ŞÖNİM’den, kadına ve şiddete karşı işyerlerine afiş

Aile ve Sosyal Hizmetler Bakanlığı bünyesinde hizmet veren Şiddet Önleme ve İzleme Merkezi (ŞÖNİM) Kayseri’deki faaliyetleri ve etkinlikleri ile dikkat çekiyor.

Kayseri ŞÖNİM il Müdürlüğünü yapan  gazi yarbay Mete Kurt ve ekibi, özellikle kadına ve her türlü şiddetin önlenmesi amacıyla Bakanlık tarafından hazırlanan afişleri, halkın yoğun olarak gittiği işyerleri  ve belirli noktalara astırdı.Üzerinde ‘şiddet gördüğümde ya da tanık olduğumda, kadına yönelik şiddet suçtur arıyorum, 183, 155, 156. Kadına şiddete karşı birlikte mücadele ediyoruz’ yazıları bulunan afiş asılan yerlerdde vatandaşında ilgisini çekti.

Kadın ve erkeklerin kültür-sanat merkezi olarak kullandığı bu merkezlerden biri olan  Hunat mahallesindeki Keyfi Muhabbet Çayevi sahibi Leyla Ünlü’de afişi işyerinin camına astı ve bir anısını ‘arıyoruz’ başlığı ile şöyle anlattı.

“7 Sene öncesi bir akşam eşim ve komşunun eşi birlikte dışarı çıktılar, bizde komşunun balkonunda oturduk çay içiyor eşlerimizin dönmesini bekliyoruz. Saat akşamın 11.30 u gibi.Gecenin sakinliğinde caddede klasik giyimli bir kadın belirdi. Galiba bir binadan diğer binaya yani evine geçiyor diye düşündüm fakat öyle olmadığını arkasındaki taksiyi görünce farkettim.

Neden kadın yürüyor taksi arkasından gidiyor diye düşünürken kadın hızlanıyor taksi hızlanıyor, kadın yavaşlıyor taksi yavaşlıyordu.Acaba eşiyle kavga ettide kadın yolamı düştü, yada bu saatte kadın napar düşünceleri geçerken aklımdan kadın biraz daha hızlandı. O esnada belediye otobüsü geçerken kadın hem otobüse el kaldırıyor, hem koşuyordu. Aslında durakta yakındı ama belliki otobüsün son seferi bitmiş yolcu almıyor, içi boştu.Kadın o şansınıda kaybetti. İçerde bardak tabak yıkayan komşuma seslendim. Bakarmısın şu çaresizliğe taksi kadını takip ediyor dediğim sırada kadın eğilip ayağındaki terlikleri alarak can havliyle koşmaya başladı. Yürüyen veya koşan bir kadın ne kadar yol alabilirdi gecenin o vaktinde.

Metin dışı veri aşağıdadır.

PR #1024, opened 2024-08-05
Add ipv6 support.

axel7born:

/area networking
/kind enhancement
/platform aws

The PR adds required infrastructure changes to deploy IPv6 shoots.

Fixes #

**Release note**:

```other operator
Add ipv6 support to deploy IPv6 shoots.
```


pkg/controller/controlplane/valuesprovider.go
```diff
@@ -464,12 +469,18 @@ func getConfigChartValues(
...
 		"vpcID":       infraStatus.VPC.ID,
 		"subnetID":    subnet.ID,
 		"clusterName": cp.Namespace,
 		"zone":        subnet.Zone,
-	}, nil
+	}
+
+	if ipFamilies != nil && sets.New[v1beta1.IPFamily](ipFamilies...).Has(v1beta1.IPFamilyIPv6) {
+		config["nodeIPFamilies"] = "ipv6"
+	}
```
kon-angelo, line 481: Does that mean that we cannot have "dual stack" or maybe better that the ipv6 is a superset of the ipv4 ? (given that here we only care about ipv6 and disregard the potential ipv4 family)

pkg/controller/infrastructure/infraflow/reconcile.go
```diff
@@ -967,22 +1064,67 @@ func (c *FlowContext) deleteNATGateway(zoneName string) flow.TaskFn {
...
+		} else {
+			log.Info("creating...")
+			created, err := c.client.CreateEgressOnlyInternetGateway(ctx, desired)
+			if err != nil {
+				return err
+			}
+			c.state.Set(IdentifierEgressOnlyInternetGateway, created.EgressOnlyInternetGatewayId)
+		}
+	}
+	return nil
```
kon-angelo, line 1095: - reverse the conditional for an early return
- can the ip families change in a running shoot ? because if yes, then maybe a cleanup is also needed here

pkg/controller/infrastructure/infraflow/reconcile.go
```diff
@@ -158,13 +163,20 @@ func (c *FlowContext) ensureManagedVpc(ctx context.Context) error {
...
 	}
-	if c.config.Networks.VPC.CIDR == nil {
+
+	if isIPv4(c.ipFamilies) && c.config.Networks.VPC.CIDR == nil {
 		return fmt.Errorf("missing VPC CIDR")
 	}
-	desired.CidrBlock = *c.config.Networks.VPC.CIDR
+
+	if !isIPv4(c.ipFamilies) && c.config.Networks.VPC.CIDR == nil {
+		desired.CidrBlock = "10.0.0.0/16"
```
kon-angelo, line 175: I think I forgot the outcome of that discussion around this hardcoded IP and it would be nice if here or better in a comment write something about it.

pkg/controller/infrastructure/infraflow/reconcile.go
```diff
@@ -581,35 +666,45 @@ func (c *FlowContext) ensureZones(ctx context.Context) error {
...
 			&awsclient.Subnet{
 				Tags:                        tagsPublic,
 				VpcId:                       c.state.Get(IdentifierVPC),
-				CidrBlock:                   zone.Public,
 				AvailabilityZone:            zone.Name,
-				AssignIpv6AddressOnCreation: ptr.To(false),
+				AssignIpv6AddressOnCreation: ptr.To(isIPv6(c.ipFamilies)),
+				CidrBlock: func(cidr string) string {
+					if cidr == "" {
+						return "10.0.32.0/20"
```
kon-angelo, line 683: also here regarding the "magic IP"

pkg/controller/infrastructure/actuator_reconcile.go
```diff
@@ -395,6 +407,18 @@ func generateTerraformInfraConfig(ctx context.Context, infrastructure *extension
 		dhcpDomainName = fmt.Sprintf("%s.compute.internal", infrastructure.Spec.Region)
 	}
 
+	isIPv4 := true
+	isIPv6 := false
+	if sets.New[v1beta1.IPFamily](ipFamilies...).Has(v1beta1.IPFamilyIPv6) {
```
hebelsan, line 412: Is there a special reason why we use sets, couldn't we just use `slices.Contains()` here?

pkg/controller/controlplane/valuesprovider.go
axel7born: I changed it, also in [cloud-provider-config.yaml](https://github.com/gardener/gardener-extension-provider-aws/blob/6817edffe6109c78f3b3a4ba194d988040f35498/charts/internal/cloud-provider-config/templates/cloud-provider-config.yaml#L15-L21), so that it should also work in the dual-stack case.

pkg/controller/infrastructure/infraflow/reconcile.go
axel7born: I changed the condition here. 
For now ipfamilies are immutable. However, later we will want to migrate ipv4 shoots to dualstack and also back. However, I would add the clean-up code later, when we need it and are able to test it.

pkg/controller/infrastructure/infraflow/reconcile.go
axel7born: Probably, it is better not to automatically assign an IPv4 address here and leave that to the user?

pkg/controller/infrastructure/infraflow/reconcile.go
axel7born: Same as above, it is probably better to let the user configure the CIDR for the public range.

pkg/aws/client/client.go
```diff
@@ -1202,6 +1206,79 @@ func (c *Client) DeleteInternetGateway(ctx context.Context, id string) error {
 	return ignoreNotFound(err)
 }
 
+func (c *Client) CreateEgressOnlyInternetGateway(ctx context.Context, gateway *EgressOnlyInternetGateway) (*EgressOnlyInternetGateway, error) {
```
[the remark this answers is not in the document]
axel7born: I added a comment.

pkg/controller/infrastructure/actuator_reconcile.go
axel7born: No special reason, I changed it to slices.Contains().

pkg/controller/infrastructure/infraflow/reconcile.go
axel7born: Though, I need to adapt the validation.

pkg/apis/aws/validation/infrastructure_test.go
```diff
@@ -165,7 +165,7 @@ var _ = Describe("InfrastructureConfig validation", func() {
 			It("should forbid empty zones", func() {
 				infrastructureConfig.Networks.Zones = nil
 
-				errorList := ValidateInfrastructureConfig(infrastructureConfig, &nodes, &pods, &services)
+				errorList := ValidateInfrastructureConfig(infrastructureConfig, []core.IPFamily{core.IPFamilyIPv4}, &nodes, &pods, &services)
```
hebelsan, line 168: Just a small nit:
Since this array is used so many times in this file, I think it would be nice to create a var like:
`var familyIPv4 = []core.IPFamily{core.IPFamilyIPv4}`

hebelsan (commented):
Just a very small comment, other than that lgtm.

pkg/aws/client/client.go
```diff
@@ -1558,8 +1643,10 @@ func (c *Client) UpdateSubnetAttributes(ctx context.Context, desired, current *S
 		modified = true
 	}
 	privateDnsHostnameTypeOnLaunch := desired.PrivateDnsHostnameTypeOnLaunch
-	if privateDnsHostnameTypeOnLaunch == nil {
+	if privateDnsHostnameTypeOnLaunch == nil && desired.CidrBlock != "" && !(desired.Ipv6Native != nil && *desired.Ipv6Native) {
 		privateDnsHostnameTypeOnLaunch = aws.String(ec2.HostnameTypeIpName)
+	} else {
+		privateDnsHostnameTypeOnLaunch = aws.String(ec2.HostnameTypeResourceName)
```
AndreasBurger, line 1649: This should be identical to
```golang
	privateDnsHostnameTypeOnLaunch := aws.String(ec2.HostnameTypeResourceName)
	if desired.PrivateDnsHostnameTypeOnLaunch == nil && desired.CidrBlock != "" && !(desired.Ipv6Native != nil && *desired.Ipv6Native) {
		privateDnsHostnameTypeOnLaunch = aws.String(ec2.HostnameTypeIpName)
	}
```
which reads strange to me. If the desired DnsHostnameType is unset, we set it to IpName if IPv4 is enabled, I think. All other cases will just lead to using the resource name type.
Are there no good reasons to honour a desired value of `ec2.HostnameTypeIpName`, because that will not be possible with the change?

pkg/controller/infrastructure/infraflow/reconcile.go
```diff
@@ -1420,17 +1553,17 @@ func (c *FlowContext) getSubnetKey(item *awsclient.Subnet) (zoneName, subnetKey
 			for _, key := range []string{IdentifierZoneSubnetWorkers, IdentifierZoneSubnetPublic, IdentifierZoneSubnetPrivate} {
 				switch key {
 				case IdentifierZoneSubnetWorkers:
-					if value == helper.GetSuffixSubnetWorkers() {
+					if value == fmt.Sprintf("%s-%s", c.namespace, helper.GetSuffixSubnetWorkers()) {
```
kon-angelo, line 1556: can this value be changed freely ? What happens to existing clusters that have already a state and the key will change ?

kon-angelo (changes requested):

pkg/controller/infrastructure/templates/main.tpl.tf
```diff
@@ -144,19 +163,33 @@ resource "aws_security_group_rule" "nodes_egress_all" {
...
+
+  {{ if $.isIPv6 }}
+  ipv6_native = true
+  assign_ipv6_address_on_creation = true
+  ipv6_cidr_block = "${cidrsubnet({{ $.vpc.ipv6CidrBlock }}, 8, (({{ $index }} * 3)))}"
+  enable_resource_name_dns_aaaa_record_on_launch = true
+  {{ end }}
+  {{- if $.dualStack.enabled }}
   ipv6_cidr_block = "${cidrsubnet({{ $.vpc.ipv6CidrBlock }}, 8, (({{ $index }} * 3)))}"
   assign_ipv6_address_on_creation = false
```
kon-angelo, line 191: don't this settings collide with the IPv6 settings ?

kon-angelo (changes requested):

pkg/apis/aws/validation/infrastructure.go
```diff
@@ -109,18 +110,20 @@ func ValidateInfrastructureConfig(infra *apisaws.InfrastructureConfig, nodesCIDR
 	for i, zone := range infra.Networks.Zones {
 		zonePath := networksPath.Child("zones").Index(i)
 
-		internalPath := zonePath.Child("internal")
-		cidrs = append(cidrs, cidrvalidation.NewCIDR(zone.Internal, internalPath))
-		allErrs = append(allErrs, cidrvalidation.ValidateCIDRIsCanonical(internalPath, zone.Internal)...)
-
 		publicPath := zonePath.Child("public")
 		cidrs = append(cidrs, cidrvalidation.NewCIDR(zone.Public, publicPath))
 		allErrs = append(allErrs, cidrvalidation.ValidateCIDRIsCanonical(publicPath, zone.Public)...)
```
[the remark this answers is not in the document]
axel7born: The public subnet needs an IPv4 range for load balancers. This range needs to be configured by the user. Using a magic constant could be problematic, especially for existing VPCs. This IPv4 range should be validated.

pkg/controller/infrastructure/infraflow/reconcile.go
axel7born: I'm wondering how this should have worked before. The tag is set [here](https://github.com/gardener/gardener-extension-provider-aws/blob/ef563c1cd252449234644121e9c301d4c60712a1/pkg/controller/infrastructure/infraflow/context.go#L315) and could have never matched before. Or am I missing something.

pkg/controller/infrastructure/infraflow/context.go
```diff
@@ -155,6 +160,7 @@ func NewFlowContext(opts Opts) (*FlowContext, error) {
 		infra:         opts.Infrastructure,
 		client:        opts.AwsClient,
 		runtimeClient: opts.RuntimeClient,
+		ipFamilies:    opts.IPFamilies,
```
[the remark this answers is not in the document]
axel7born: I get it from `c.Shoot.Spec.Networking.IPFamilies`, which I don't have here. Or am I missing something?

pkg/apis/aws/validation/infrastructure_test.go
axel7born: done

pkg/aws/client/client.go
axel7born: Could catch! Fixed.

pkg/apis/aws/validation/infrastructure.go
```diff
@@ -109,18 +110,20 @@ func ValidateInfrastructureConfig(infra *apisaws.InfrastructureConfig, nodesCIDR
...
 
-		workerPath := zonePath.Child("workers")
-		cidrs = append(cidrs, cidrvalidation.NewCIDR(zone.Workers, workerPath))
-		allErrs = append(allErrs, cidrvalidation.ValidateCIDRIsCanonical(workerPath, zone.Workers)...)
-		workerCIDRs = append(workerCIDRs, cidrvalidation.NewCIDR(zone.Workers, workerPath))
+		if ipFamilies != nil && slices.Contains(ipFamilies, core.IPFamilyIPv4) {
```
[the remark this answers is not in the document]
axel7born: done

pkg/apis/aws/validation/shoot.go
```diff
@@ -20,7 +21,7 @@ import (
 func ValidateNetworking(networking *core.Networking, fldPath *field.Path) field.ErrorList {
 	allErrs := field.ErrorList{}
 
-	if networking.Nodes == nil {
+	if networking.Nodes == nil && slices.Contains(networking.IPFamilies, core.IPFamilyIPv4) {
```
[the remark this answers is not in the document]
axel7born: done

pkg/controller/infrastructure/infraflow/reconcile.go
```diff
@@ -975,22 +1062,68 @@ func (c *FlowContext) deleteNATGateway(zoneName string) flow.TaskFn {
...
+
 func (c *FlowContext) ensurePrivateRoutingTable(zoneName string) flow.TaskFn {
 	return func(ctx context.Context) error {
 		log := LogFromContext(ctx)
 		child := c.getSubnetZoneChild(zoneName)
 		id := child.Get(IdentifierZoneRouteTable)
-		cidrBlock := "0.0.0.0/0"
+
+		allIPv4 := "0.0.0.0/0"
+		allIPv6 := "::/0"
```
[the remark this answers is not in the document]
axel7born: done

pkg/controller/infrastructure/infraflow/reconcile.go
```diff
@@ -975,22 +1062,68 @@ func (c *FlowContext) deleteNATGateway(zoneName string) flow.TaskFn {
...
+
+		routes := []*awsclient.Route{}
+
+		routes = append(routes, &awsclient.Route{
+			DestinationCidrBlock: ptr.To(allIPv4),
+			NatGatewayId:         child.Get(IdentifierZoneNATGateway),
+		})
+
+		if c.ipFamilies == nil || slices.Contains(c.ipFamilies, v1beta1.IPFamilyIPv6) {
```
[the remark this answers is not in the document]
axel7born: done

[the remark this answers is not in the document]
axel7born: done

pkg/controller/infrastructure/templates/main.tpl.tf
axel7born: Added the missing `else`.

axel7born:
I think I addressed all comments. Could you take a look again, please?

pkg/controller/infrastructure/infraflow/reconcile.go
```diff
@@ -236,6 +247,14 @@ func (c *FlowContext) ensureExistingVpc(ctx context.Context) error {
 		return fmt.Errorf("Internet Gateway not found for VPC %s", vpcID)
 	}
 	c.state.Set(IdentifierInternetGateway, gw.InternetGatewayId)
+
+	if slices.Contains(c.ipFamilies, v1beta1.IPFamilyIPv6) {
+		eogw, err := c.client.FindEgressOnlyInternetGatewayByVPC(ctx, vpcID)
+		if err != nil || eogw == nil {
+			return fmt.Errorf("Egress-Only Internet Gateway not found for VPC %s", vpcID)
+		}
+		c.state.Set(IdentifierEgressOnlyInternetGateway, eogw.EgressOnlyInternetGatewayId)
```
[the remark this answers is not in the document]
kon-angelo: You can fetch it with:
```
	cluster, err := extensionscontroller.GetCluster(ctx, r.client, infrastructure.Namespace)
	if err != nil {
		return reconcile.Result{}, err
	}

```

İçeri girip en yakın jandarma karakolunu aradım yeri tarif edip benim tekrar balkona çıkmamla jandarmanın gelişi bir oldu. Bu araya düz caddede iki durak kadar yol alan kadın, arkasındaki taksi ve jandarma ekibi 15 dk. Kadar oyalandıktan sonra jandarma döndü taksi gitti ama uzaklıktan kadın ne oldu farkedemedik. Çok üzülmüş, çok etkilenmiştim. Sebep her ne olursa olsun gecenin bir vakti o kadın, helede ayağında terliği sırtında eteği başında tülbenti olan köylü giyimli bu kadın veya başka kadınlar bu durumu hakediyormuydu?

Tekrar jandarmayı arayarak kadını sordum. Kadın yanımızda bacım Allah razı olsun diyerek onlar bana ben onlara teşekkür ederek telefonu kapattım.
İçeriğini bilmiyorum bilmemde gerekmiyordu ama üzüldüğüm o kadının çaresizliği idi. O gece olayın etkisiyle yatarken içimde hem hüzün, hem bir vicdani huzur vardı. Ya bana denk gelmemiş olsa, ya neme lâzım desem Okadının akibeti ne olacaktı Kimbilir.? Akibeti güzel olacak olsa, ayağındaki terliğini eline alarak, hızla geçen otobüse el kaldırıp koşarak medet beklemezdi.
Umarızki ihtiyaç duymayız ama duyacak olursak ta Resimdeki telefon numaralarını aramalıyız. Kimbilir farkında olmadan bir hayat kurtarırız. Bana bu yazıyı getiren Mete Kurt bey’e Teşekkürlerimi iletiyorum.”